Despite numbers leveling off from an upward incline, a Northeast trader doesn’t see any looming crash. Instead, prices look to be “kind of range-bound for a while now,” he said. “I don’t see anything to push the market big in any direction.” Maybe a super-big or super-small storage injection report or a Gulf of Mexico hurricane might do it, but those prospects are pretty iffy at this point, he said. In addition, there are no significant changes from mild Northeast weather on the horizon. The trader noted that moving gas from South Texas to the market area has been economical at times and not economical at other times in the last month or so, but “it’s been very difficult to cover the variable costs” from Louisiana supply sources to the citygate lately.

Most of Tuesday’s larger declines of up to a quarter or so occurred in San Juan Basin and on a few Rockies pipes. It appeared those points might be strong enough at first to join the overall market as mostly flat, a marketer said, “but then they got a dose of ‘California-itis’ when power prices dropped 10 bucks there.” Also, the Rockies is losing much of the cooling load that it had shared recently with the desert Southwest and inland California. A cool front moving into Colorado was taking Denver-area temperatures down to the 50s from what had been 80-degree highs, the marketer said. In addition, much of the West is due to cool off a bit later this week, he added.

Although the utility did not issue an OFO, a bulletin board projection of over-maximum linepack later this week helped depress PG&E citygates by about a dime.

June has commenced with a general absence of heat in the central or eastern U.S., according to an advisory from consulting firm Weather 2000. “Other than fluctuations flirting with seasonable temperatures, [a] cool/temperate mild regime continues for [the] eastern half of the nation. The very cool, raw days (often from closed lows), will give the perception of moderation, but sustained heat (especially during the daytime), should be confined well to the west of the Mississippi River.
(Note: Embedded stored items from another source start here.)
PR #219, opened 2018-01-17
Iceberg table update

ajoymajumdar:
Initial changes for iceberg support. On iceberg table update, the table is locked and validated for check/put. If valid, it updates the table. If not valid, it will throw a PreconditionFailedException.

### DIFF
--- a/metacat-common-server/src/main/java/com/netflix/metacat/common/server/connectors/exception/TablePreconditionFailedException.java
+++ b/metacat-common-server/src/main/java/com/netflix/metacat/common/server/connectors/exception/TablePreconditionFailedException.java
@@ -1,0 +1,39 @@
+/*
+ *
+ *  Copyright 2016 Netflix, Inc.
+ *
+ *     Licensed under the Apache License, Version 2.0 (the "License");
+ *     you may not use this file except in compliance with the License.
+ *     You may obtain a copy of the License at
+ *
+ *         http://www.apache.org/licenses/LICENSE-2.0
+ *
+ *     Unless required by applicable law or agreed to in writing, software
+ *     distributed under the License is distributed on an "AS IS" BASIS,
+ *     WITHOUT WARRANTIES OR CONDITIONS OF ANY KIND, either express or implied.
+ *     See the License for the specific language governing permissions and
+ *     limitations under the License.
+ *
+ */
+package com.netflix.metacat.common.server.connectors.exception;
+
+import com.netflix.metacat.common.QualifiedName;
+
+import javax.annotation.Nullable;
+
+/**
+ * Exception when table is not found.
+ *
+ * @author amajumdar
+ */
+public class TablePreconditionFailedException extends ConnectorException {
+    /**
+     * Constructor.
+     *
+     * @param name  qualified name of the table
+     * @param message error cause
+     */
+    public TablePreconditionFailedException(final QualifiedName name, @Nullable final String message) {
+        super(String.format("Precondition failed to update table %s. %s", name, message));
+    }
+}
--- a/metacat-common-server/src/main/java/com/netflix/metacat/common/server/connectors/exception/TablePreconditionFailedException.java
+++ b/metacat-common-server/src/main/java/com/netflix/metacat/common/server/connectors/exception/TablePreconditionFailedException.java
@@ -1,6 +1,6 @@
 /*
  *
- *  Copyright 2016 Netflix, Inc.
+ *  Copyright 2018 Netflix, Inc.
  *
  *     Licensed under the Apache License, Version 2.0 (the "License");
  *     you may not use this file except in compliance with the License.
--- a/metacat-common/src/main/java/com/netflix/metacat/common/exception/MetacatPreconditionFailedException.java
+++ b/metacat-common/src/main/java/com/netflix/metacat/common/exception/MetacatPreconditionFailedException.java
@@ -1,6 +1,6 @@
 /*
  *
- *  Copyright 2016 Netflix, Inc.
+ *  Copyright 2018 Netflix, Inc.
  *
  *     Licensed under the Apache License, Version 2.0 (the "License");
  *     you may not use this file except in compliance with the License.
@@ -20,6 +20,7 @@ package com.netflix.metacat.common.exception;
 /**
  * Exception when operation failed precondition. Ex. if a locked table is updated, this exception will be thrown.
  *
+ * @since 1.2.0
  * @author amajumdar
  */
 public class MetacatPreconditionFailedException extends MetacatException {
--- a/metacat-common/src/main/java/com/netflix/metacat/common/exception/MetacatPreconditionFailedException.java
+++ b/metacat-common/src/main/java/com/netflix/metacat/common/exception/MetacatPreconditionFailedException.java
@@ -1,0 +1,34 @@
+/*
+ *
+ *  Copyright 2016 Netflix, Inc.
+ *
+ *     Licensed under the Apache License, Version 2.0 (the "License");
+ *     you may not use this file except in compliance with the License.
+ *     You may obtain a copy of the License at
+ *
+ *         http://www.apache.org/licenses/LICENSE-2.0
+ *
+ *     Unless required by applicable law or agreed to in writing, software
+ *     distributed under the License is distributed on an "AS IS" BASIS,
+ *     WITHOUT WARRANTIES OR CONDITIONS OF ANY KIND, either express or implied.
+ *     See the License for the specific language governing permissions and
+ *     limitations under the License.
+ *
+ */
+package com.netflix.metacat.common.exception;
+
+/**
+ * Exception when operation failed precondition. Ex. if a locked table is updated, this exception will be thrown.
+ *
+ * @author amajumdar
+ */
+public class MetacatPreconditionFailedException extends MetacatException {
+    /**
+     * Constructor.
+     *
+     * @param reason exception message
+     */
+    public MetacatPreconditionFailedException(final String reason) {
+        super(reason);
+    }
+}
--- a/metacat-connector-hive/src/main/java/com/netflix/metacat/connector/hive/configs/HiveConnectorFastServiceConfig.java
+++ b/metacat-connector-hive/src/main/java/com/netflix/metacat/connector/hive/configs/HiveConnectorFastServiceConfig.java
@@ -16,14 +16,15 @@ package com.netflix.metacat.connector.hive.configs;
 import com.netflix.metacat.common.server.connectors.ConnectorContext;
 import com.netflix.metacat.common.server.util.ThreadServiceManager;
 import com.netflix.metacat.connector.hive.HiveConnectorDatabaseService;
-import com.netflix.metacat.connector.hive.sql.DirectSqlGetPartition;
-import com.netflix.metacat.connector.hive.sql.DirectSqlSavePartition;
-import com.netflix.metacat.connector.hive.sql.HiveConnectorFastPartitionService;
-import com.netflix.metacat.connector.hive.sql.HiveConnectorFastTableService;
 import com.netflix.metacat.connector.hive.HiveConnectorPartitionService;
 import com.netflix.metacat.connector.hive.HiveConnectorTableService;
 import com.netflix.metacat.connector.hive.IMetacatHiveClient;
 import com.netflix.metacat.connector.hive.converters.HiveConnectorInfoConverter;
+import com.netflix.metacat.connector.hive.sql.DirectSqlGetPartition;
+import com.netflix.metacat.connector.hive.sql.DirectSqlSavePartition;
+import com.netflix.metacat.connector.hive.sql.DirectSqlTable;
+import com.netflix.metacat.connector.hive.sql.HiveConnectorFastPartitionService;
+import com.netflix.metacat.connector.hive.sql.HiveConnectorFastTableService;
 import com.netflix.metacat.connector.hive.sql.SequenceGeneration;
 import com.netflix.metacat.connector.hive.util.HiveConnectorFastServiceMetric;
 import org.apache.hadoop.hive.metastore.Warehouse;
@@ -152,14 +153,34 @@ public class HiveConnectorFastServiceConfig {
     }
 
     /**
+     * Service to get partitions.
+     *
+     * @param connectorContext     connector config
+     * @param hiveJdbcTemplate     hive JDBC template
+     * @param serviceMetric        fast service metric
+     * @return HiveConnectorPartitionService
+     */
+    @Bean
+    public DirectSqlTable directSqlTable(
+        final ConnectorContext connectorContext,
+        @Qualifier("hiveJdbcTemplate") final JdbcTemplate hiveJdbcTemplate,
+        final HiveConnectorFastServiceMetric serviceMetric
+    ) {
+        return new DirectSqlTable(
+            connectorContext,
+            hiveJdbcTemplate,
+            serviceMetric
+        );
+    }
+
+    /**
      * create hive connector fast table service.
      *
      * @param metacatHiveClient            metacat hive client
      * @param hiveMetacatConverters        hive metacat converters
      * @param hiveConnectorDatabaseService hive database service
      * @param connectorContext             server context
-     * @param hiveJdbcTemplate             hive JDBC template
-     * @param serviceMetric                fast service metric
+     * @param directSqlTable               table jpa service
      * @return HiveConnectorFastTableService
      */
     @Bean
@@ -168,8 +189,7 @@ public class HiveConnectorFastServiceConfig {
         final HiveConnectorInfoConverter hiveMetacatConverters,
         final HiveConnectorDatabaseService hiveConnectorDatabaseService,
         final ConnectorContext connectorContext,
-        @Qualifier("hiveJdbcTemplate") final JdbcTemplate hiveJdbcTemplate,
-        final HiveConnectorFastServiceMetric serviceMetric
+        final DirectSqlTable directSqlTable
     ) {
         return new HiveConnectorFastTableService(
             connectorContext.getCatalogName(),
@@ -177,8 +197,7 @@ public class HiveConnectorFastServiceConfig {
             hiveConnectorDatabaseService,
             hiveMetacatConverters,
             connectorContext,
-            hiveJdbcTemplate,
-            serviceMetric
+            directSqlTable
         );
     }
 }
--- a/metacat-connector-hive/src/main/java/com/netflix/metacat/connector/hive/configs/HiveConnectorFastServiceConfig.java
+++ b/metacat-connector-hive/src/main/java/com/netflix/metacat/connector/hive/configs/HiveConnectorFastServiceConfig.java
@@ -153,7 +153,7 @@ public class HiveConnectorFastServiceConfig {
     }
 
     /**
-     * Service to get partitions.
+     * Data access service to get partitions.
      *
      * @param connectorContext     connector config
      * @param hiveJdbcTemplate     hive JDBC template
--- a/metacat-connector-hive/src/main/java/com/netflix/metacat/connector/hive/sql/DirectSqlTable.java
+++ b/metacat-connector-hive/src/main/java/com/netflix/metacat/connector/hive/sql/DirectSqlTable.java
@@ -1,0 +1,217 @@
+/*
+ *
+ *  Copyright 2016 Netflix, Inc.
+ *
+ *     Licensed under the Apache License, Version 2.0 (the "License");
+ *     you may not use this file except in compliance with the License.
+ *     You may obtain a copy of the License at
+ *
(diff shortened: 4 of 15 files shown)


metacat-connector-hive/src/main/java/com/netflix/metacat/connector/hive/sql/DirectSqlTable.java
```diff
@@ -0,0 +1,217 @@
...
+
+    /**
+     * Locks the iceberg table for update so that no other request can modify the table.
+     * @param tableId table internal id
+     */
+    @Transactional(propagation = Propagation.REQUIRES_NEW)
+    public void lockIcebergTable(final Long tableId) {
+        Boolean isLocked = null;
+        try {
+            isLocked = jdbcTemplate.queryForObject(SQL.ICEBERG_TABLE_LOCK,
```
zhljen: The sql here is to lock a table parameter row, which is quite generic. The sql shall reflect what this is doing. So instead of saying ICEBERG_TABLE_LOCK, we can say TABLE_PARAM_LOCK. We can still leave the function name as lockIcebergTable to be specific and explicit.

metacat-connector-hive/src/main/java/com/netflix/metacat/connector/hive/sql/DirectSqlTable.java
```diff
@@ -0,0 +1,217 @@
...
+    private void updateTableParam(final Long tableId, final String parameter, final int value) {
+        jdbcTemplate.update(SQL.UPDATE_TABLE_PARAMS, new SqlParameterValue(Types.VARCHAR, value),
+            new SqlParameterValue(Types.BIGINT, tableId), new SqlParameterValue(Types.VARCHAR, parameter));
+    }
+
+    /**
+     * Returns the table internal id.
+     * @param tableName table name
+     * @return table id
+     */
```
zhljen: Should this include @Transactional(readOnly = true)?

metacat-connector-hive/src/main/java/com/netflix/metacat/connector/hive/sql/HiveConnectorFastTableService.java
```diff
@@ -114,43 +89,59 @@ public boolean exists(final ConnectorRequestContext requestContext, final Qualif
...
+            final Long tableId = directSqlTable.getTableId(tableName);
+            try {
+                directSqlTable.lockIcebergTable(tableId);
+                try {
+                    final TableInfo existingTableInfo = get(requestContext, tableInfo.getName());
+                    if (isIcebergTable(existingTableInfo) && isValidIcebergUpdate(existingTableInfo, tableInfo)) {
+                        final Table existingTable = getHiveMetacatConverters().fromTableInfo(existingTableInfo);
+                        super.update(requestContext, existingTable, tableInfo);
+                    } else {
+                        throw new IllegalStateException("Invalid iceberg table metadata");
```
zhljen: This invalid metadata error should be separated from the lock failure, which is also IllegalStateException.

metacat-connector-hive/src/main/java/com/netflix/metacat/connector/hive/sql/HiveConnectorFastTableService.java
```diff
@@ -114,43 +89,59 @@ public boolean exists(final ConnectorRequestContext requestContext, final Qualif
...
+                    }
+                } finally {
+                    directSqlTable.unlockIcebergTable(tableId);
+                }
+            } catch (IllegalStateException e) {
+                throw new TablePreconditionFailedException(tableName, e.getMessage());
+            }
```
zhljen: Since they are all illegalStateException, how does the client distinguish table-in-lock to retry or bad metadata request?

metacat-connector-hive/src/main/java/com/netflix/metacat/connector/hive/sql/HiveConnectorFastTableService.java
```diff
@@ -114,43 +89,59 @@ public boolean exists(final ConnectorRequestContext requestContext, final Qualif
...
+    @Override
+    public void update(final ConnectorRequestContext requestContext, final TableInfo tableInfo) {
+        if (isIcebergTable(tableInfo)) {
+            final QualifiedName tableName = tableInfo.getName();
+            final Long tableId = directSqlTable.getTableId(tableName);
+            try {
+                directSqlTable.lockIcebergTable(tableId);
+                try {
+                    final TableInfo existingTableInfo = get(requestContext, tableInfo.getName());
+                    if (isIcebergTable(existingTableInfo) && isValidIcebergUpdate(existingTableInfo, tableInfo)) {
```
zhljen: Should ` isIcebergTable(existingTableInfo)` be moved to the top? If the existing table not an icebergTable, are we able to lock it? I guess, by inserting a location? But is this valid?  To valid a table to be iceberg should be stay in one function, maybe we can have one function to check both the new table info request and the existing table are both valid iceberg table.

metacat-connector-hive/src/main/java/com/netflix/metacat/connector/hive/sql/DirectSqlTable.java
ajoymajumdar: yes.

metacat-connector-hive/src/main/java/com/netflix/metacat/connector/hive/sql/DirectSqlTable.java
ajoymajumdar: Will change.

metacat-connector-hive/src/main/java/com/netflix/metacat/connector/hive/sql/HiveConnectorFastTableService.java
ajoymajumdar: For iceberg operation it does not matter but we agreed to throw one exception stating 'preconditionfailed'.

tgianos:
You're putting this into a patch release? seems like a large feature?

metacat-connector-hive/src/main/java/com/netflix/metacat/connector/hive/configs/HiveConnectorFastServiceConfig.java
```diff
@@ -151,15 +152,35 @@ public SequenceGeneration sequenceGeneration(
         return new SequenceGeneration(hiveJdbcTemplate);
     }
 
+    /**
+     * Service to get partitions.
```
tgianos: This is a service but the class name doesn't seem to reflect that at all?

metacat-connector-hive/src/main/java/com/netflix/metacat/connector/hive/sql/DirectSqlTable.java
```diff
@@ -0,0 +1,217 @@
+/*
+ *
+ *  Copyright 2016 Netflix, Inc.
```
tgianos: As @zhljen pointed out all your dates seem wrong

metacat-connector-hive/src/main/java/com/netflix/metacat/connector/hive/sql/DirectSqlTable.java
```diff
@@ -0,0 +1,217 @@
...
+        boolean result = false;
+        try {
+            final Object qResult = jdbcTemplate.queryForObject(SQL.EXIST_TABLE_BY_NAME,
+                new String[]{name.getDatabaseName(), name.getTableName()},
+                new int[]{Types.VARCHAR, Types.VARCHAR}, Integer.class);
+            if (qResult != null) {
+                result = true;
+            }
+        } catch (EmptyResultDataAccessException e) {
+            return false;
```
tgianos: Not even a log statement that this occurred?

metacat-connector-hive/src/main/java/com/netflix/metacat/connector/hive/sql/DirectSqlTable.java
```diff
@@ -0,0 +1,217 @@
...
+     * @param uris         locations
+     * @param prefixSearch if true, we look for tables whose location starts with the given <code>uri</code>
+     * @return map of uri to list of partition names
+     * @throws UnsupportedOperationException If the connector doesn't implement this method
+     */
+    @Transactional(readOnly = true)
+    public Map<String, List<QualifiedName>> getTableNames(final List<String> uris, final boolean prefixSearch) {
+        final long start = registry.clock().wallTime();
+        // Create the sql
+        final StringBuilder queryBuilder = new StringBuilder(SQL.GET_TABLE_NAMES_BY_URI);
```
tgianos: For testing you might want to think about breaking these SQL building blocks into their own method so you can quickly check them for bugs.

metacat-connector-hive/src/main/java/com/netflix/metacat/connector/hive/sql/HiveConnectorFastTableService.java
ajoymajumdar: Client gets the PreConditionFailed exception with the detailed message if it is locked or with invalid metadata. We could use a error code if needed.

metacat-common-server/src/main/java/com/netflix/metacat/common/server/connectors/exception/TablePreconditionFailedException.java
```diff
@@ -0,0 +1,39 @@
...
+ *     See the License for the specific language governing permissions and
+ *     limitations under the License.
+ *
+ */
+package com.netflix.metacat.common.server.connectors.exception;
+
+import com.netflix.metacat.common.QualifiedName;
+
+import javax.annotation.Nullable;
+
```
zhljen: Think we want to move to NonNull as default. We may leave it as this for now.

metacat-common/src/main/java/com/netflix/metacat/common/exception/MetacatPreconditionFailedException.java
```diff
@@ -0,0 +1,34 @@
+/*
+ *
+ *  Copyright 2016 Netflix, Inc.
+ *
```
zhljen: This should be 2018

metacat-common/src/main/java/com/netflix/metacat/common/exception/MetacatPreconditionFailedException.java
```diff
@@ -0,0 +1,34 @@
...
+ *     See the License for the specific language governing permissions and
+ *     limitations under the License.
+ *
+ */
+package com.netflix.metacat.common.exception;
+
+/**
+ * Exception when operation failed precondition. Ex. if a locked table is updated, this exception will be thrown.
+ *
+ * @author amajumdar
```
zhljen: To add `@since` annotation

metacat-connector-hive/src/main/java/com/netflix/metacat/connector/hive/sql/DirectSqlTable.java
```diff
@@ -0,0 +1,234 @@
...
+ * This class makes direct sql calls to get/set table metadata.
+ *
+ * @author amajumdar
+ * @since 1.1.1
+ */
+@Slf4j
+@Transactional("hiveTxManager")
+public class DirectSqlTable {
+    protected static final String PARAM_TABLE_TYPE = "table_type";
+    protected static final String PARAM_METADATA_LOCATION = "metadata_location";
```
zhljen: Can you please add comment to explain this constant? It's quite special and the name is not self-explained.

metacat-connector-hive/src/main/java/com/netflix/metacat/connector/hive/sql/DirectSqlTable.java
```diff
@@ -0,0 +1,234 @@
...
+    protected static final String PARAM_PREVIOUS_METADATA_LOCATION = "previous_metadata_location";
+    protected static final String ICEBERG_TABLE_TYPE = "iceberg";
```
zhljen: Make 'iceberg' upper case (or ICEBERG_TABLE) to be consistent with the rest of the table type, 'EXTERNAL_TABLE', 'VIRTUAL_VIEW"...

metacat-connector-hive/src/main/java/com/netflix/metacat/connector/hive/sql/DirectSqlTable.java
```diff
@@ -0,0 +1,234 @@
...
+        try {
+            isLocked = jdbcTemplate.queryForObject(SQL.TABLE_PARAM_LOCK,
+                new SqlParameterValue[] {new SqlParameterValue(Types.BIGINT, tableId),
+                    new SqlParameterValue(Types.VARCHAR, PARAM_METADATA_LOCK), }, Boolean.class);
+        } catch (EmptyResultDataAccessException ignored) { }
+        if (isLocked == null) {
+            insertTableParam(tableId, PARAM_METADATA_LOCK, 1);
+        } else if (isLocked) {
+            throw new IllegalStateException("Iceberg table is locked.");
+        } else {
```
zhljen: We can include the tableName in the exception string, which can help us to trace later. I am not sure if this message will be printed out somewhere. In case there're multiple locking failures from our side, we need a way to figure out which table has locking problems. We can do atlas metrics too, but think logging it out is easier here.

metacat-connector-hive/src/main/java/com/netflix/metacat/connector/hive/sql/HiveConnectorFastTableService.java
```diff
@@ -114,43 +84,67 @@ public boolean exists(final ConnectorRequestContext requestContext, final Qualif
...
+        if (isIcebergTable(tableInfo)) {
+            final QualifiedName tableName = tableInfo.getName();
+            final Long tableId = directSqlTable.getTableId(tableName);
+            try {
+                log.debug("Locking Iceberg table {}", tableName);
+                directSqlTable.lockIcebergTable(tableId, tableName);
+                try {
+                    final TableInfo existingTableInfo = get(requestContext, tableInfo.getName());
+                    if (!isValidIcebergUpdate(existingTableInfo, tableInfo)) {
+                        throw new IllegalStateException("Invalid iceberg table metadata.");
```
zhljen: We should mark this as invalidMetaDataException, and separate this from real IllegalStateException ( locking exception ).

zhljen: I think you mark it as IllegalStateException is because of it's part of the check-put condition check. This is different from the real metadata validation check.  We should put the explicit message in the exception - "the existing metadata location does not match".

metacat-connector-hive/src/main/java/com/netflix/metacat/connector/hive/sql/HiveConnectorFastTableService.java
```diff
@@ -114,43 +84,67 @@ public boolean exists(final ConnectorRequestContext requestContext, final Qualif
...
+        } else {
+            log.info("Invalid iceberg table metadata location (expected:{}, given:{})",
+                existingMetadataLocation, previousMetadataLocation);
+            return false;
         }
-        return result;
     }
 
+    private boolean isIcebergTable(final TableInfo tableInfo) {
+        return tableInfo.getMetadata() != null
```
zhljen: Looks to me that this can be used in the existing table check in lockingIcebergTable() function.

metacat-connector-hive/src/main/java/com/netflix/metacat/connector/hive/sql/DirectSqlTable.java
ajoymajumdar: This is what is being used by iceberg. It should be fine.

metacat-connector-hive/src/main/java/com/netflix/metacat/connector/hive/sql/HiveConnectorFastTableService.java
ajoymajumdar: what do u mean?

ajoymajumdar:
I did consider adding a switch to turn on the feature but if does not matter since it will apply only to tables that have the table_type as iceberg.

ajoymajumdar:
We do have functional tests

metacat-connector-hive/src/main/java/com/netflix/metacat/connector/hive/sql/DirectSqlTable.java
zhljen: It looks ugly, they haven't in prod yet and we can ask for change.

metacat-connector-hive/src/main/java/com/netflix/metacat/connector/hive/sql/HiveConnectorFastTableService.java
zhljen: I mean the logic to check existing table. Is this function doing the same thing?
`try {
             tableType = jdbcTemplate.queryForObject(SQL.TABLE_PARAM_LOCK,
                 new SqlParameterValue[] {new SqlParameterValue(Types.BIGINT, tableId),
                     new SqlParameterValue(Types.VARCHAR, PARAM_TABLE_TYPE), }, String.class);
         } catch (EmptyResultDataAccessException ignored) { }
         if (tableType == null || !ICEBERG_TABLE_TYPE.equals(tableType)) {
             throw new InvalidMetaException(tableName, "Originally table is not of type iceberg", null);
         }`

metacat-functional-tests/src/functionalTest/groovy/com/netflix/metacat/MetacatSmokeSpec.groovy
```diff
@@ -261,6 +262,48 @@ class MetacatSmokeSpec extends Specification {
         'invalid-catalog'               | 'smoke_db1'  | 'z'                 | true   | false   | MetacatNotFoundException.class
     }
 
+    @Unroll
+    def "Test create/update iceberg table"() {
+        given:
```
zhljen: Why does the test stays in SmokeSpec instead of the functionalSpec? Feel majority of the functional tests are in the functionalSpec, and some of them are here. I missed it in the first place since I thought we should put the functionalSpec.

metacat-connector-hive/src/main/java/com/netflix/metacat/connector/hive/sql/HiveConnectorFastTableService.java
ajoymajumdar: Yeah, we could. I want to keep it outside of the lock logic. I pushed the table_type check based on your comments.

metacat-connector-hive/src/main/java/com/netflix/metacat/connector/hive/sql/HiveConnectorFastTableService.java
```diff
@@ -114,43 +84,68 @@ public boolean exists(final ConnectorRequestContext requestContext, final Qualif
...
+    private boolean isValidIcebergUpdate(final TableInfo existingTableInfo, final TableInfo newTableInfo) {
+        final Map<String, String> existingMetadata = existingTableInfo.getMetadata();
+        final Map<String, String> newMetadata = newTableInfo.getMetadata();
+        final String existingMetadataLocation = existingMetadata != null
+            ? existingMetadata.get(DirectSqlTable.PARAM_METADATA_LOCATION) : null;
+        final String previousMetadataLocation = newMetadata != null
+            ? newMetadata.get(DirectSqlTable.PARAM_PREVIOUS_METADATA_LOCATION) : null;
+        if (StringUtils.isNotBlank(existingMetadataLocation)
+            && Objects.equals(existingMetadataLocation, previousMetadataLocation)) {
+            return true;
```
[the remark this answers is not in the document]
ajoymajumdar: ok. Made the changes to be more precise.

metacat-connector-hive/src/main/java/com/netflix/metacat/connector/hive/sql/HiveConnectorFastTableService.java
```diff
@@ -114,43 +84,71 @@ public boolean exists(final ConnectorRequestContext requestContext, final Qualif
...
+    }
+
+    private void validateIcebergUpdate(final TableInfo existingTableInfo, final TableInfo newTableInfo) {
+        final Map<String, String> existingMetadata = existingTableInfo.getMetadata();
+        final Map<String, String> newMetadata = newTableInfo.getMetadata();
+        final String existingMetadataLocation = existingMetadata != null
+            ? existingMetadata.get(DirectSqlTable.PARAM_METADATA_LOCATION) : null;
+        final String previousMetadataLocation = newMetadata != null
+            ? newMetadata.get(DirectSqlTable.PARAM_PREVIOUS_METADATA_LOCATION) : null;
+        if (StringUtils.isBlank(existingMetadataLocation)) {
```
zhljen: Thanks for updating. Feels the multiple if else can be better.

Central locales will take their turn experiencing some of the coolest anomalies as air masses pour down from Canada, while the Mid-Atlantic gets a little break with some more early-June-like weather.”
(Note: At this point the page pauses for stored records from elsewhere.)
PR #220, opened 2018-01-22
Added support to not delete definition metadata when dropping a table.

ajoymajumdar:
Action to delete definition metadata now depends on a configuration. When a whitelist is defined, definition metadata for those tables should be deleted.

### DIFF
--- a/metacat-common-server/src/main/java/com/netflix/metacat/common/server/properties/Definition.java
+++ b/metacat-common-server/src/main/java/com/netflix/metacat/common/server/properties/Definition.java
@@ -1,0 +1,73 @@
+/*
+ *
+ *  Copyright 2017 Netflix, Inc.
+ *
+ *     Licensed under the Apache License, Version 2.0 (the "License");
+ *     you may not use this file except in compliance with the License.
+ *     You may obtain a copy of the License at
+ *
+ *         http://www.apache.org/licenses/LICENSE-2.0
+ *
+ *     Unless required by applicable law or agreed to in writing, software
+ *     distributed under the License is distributed on an "AS IS" BASIS,
+ *     WITHOUT WARRANTIES OR CONDITIONS OF ANY KIND, either express or implied.
+ *     See the License for the specific language governing permissions and
+ *     limitations under the License.
+ *
+ */
+package com.netflix.metacat.common.server.properties;
+
+import com.fasterxml.jackson.annotation.JsonIgnore;
+import com.netflix.metacat.common.QualifiedName;
+import lombok.NonNull;
+
+import java.util.Set;
+
+/**
+ * Definition metadata related properties.
+ *
+ * @author amajumdar
+ * @since 1.1.1
+ */
+@lombok.Data
+public class Definition {
+
+    @NonNull
+    private Metadata metadata = new Metadata();
+
+    /**
+     * Metadata related properties.
+     *
+     * @author amajumdar
+     * @since 1.1.1
+     */
+    @lombok.Data
+    public static class Metadata {
+
+        @NonNull
+        private Delete delete = new Delete();
+
+        /**
+         * Delete related properties.
+         *
+         * @author amajumdar
+         * @since 1.1.1
+         */
+        @lombok.Data
+        public static class Delete {
+            private boolean enableForTable = true;
+            private String enableDeleteForQualifiedNames;
+
+            /**
+             * Get the names stored in the variable as a List of fully qualified names.
+             *
+             * @return The names as a list or empty list if {@code enableDeleteForQualifiedNames} is null or empty
+             */
+            @JsonIgnore
+            public Set<QualifiedName> getQualifiedNamesEnabledForDelete() {
+                return PropertyUtils.delimitedStringsToQualifiedNamesSet(this.enableDeleteForQualifiedNames,
+                    ',');
+            }
+        }
+    }
+}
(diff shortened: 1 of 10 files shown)


metacat-common-server/src/main/java/com/netflix/metacat/common/server/properties/Definition.java
```diff
@@ -0,0 +1,73 @@
+/*
+ *
+ *  Copyright 2017 Netflix, Inc.
+ *
```
zhljen: 2018

metacat-common-server/src/main/java/com/netflix/metacat/common/server/properties/Definition.java
```diff
@@ -0,0 +1,73 @@
...
+
+/**
+ * Definition metadata related properties.
+ *
+ * @author amajumdar
+ * @since 1.1.1
+ */
+@lombok.Data
+public class Definition {
+
```
zhljen: This class is named as 'Definition'  is strange, which doesn't tell much about itself.

zhljen: Maybe DefinitionMetadataProperties ?

metacat-common-server/src/main/java/com/netflix/metacat/common/server/properties/PropertyUtils.java
```diff
@@ -62,4 +64,26 @@ protected PropertyUtils() {
...
+
+    /**
+     * Convert a delimited string into a Set of {@code QualifiedName}.
+     *
+     * @param names     The list of names to split
+     * @param delimiter The delimiter to use for splitting
+     * @return The list of qualified names
+     */
+    static Set<QualifiedName> delimitedStringsToQualifiedNamesSet(
+        @Nonnull @NonNull final String names,
```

Citigroup analyst Kyle Cooper observed that at this time storage injections “must average 116% of the five-year average to reach 2,800 Bcf. That level is still considered relatively low if the winter is cold, and price spikes in November or December could be quite severe if early cold encompasses major population centers. However, considering the recent bearish temperature-adjusted storage changes, mild weather could also lead to significant price declines.”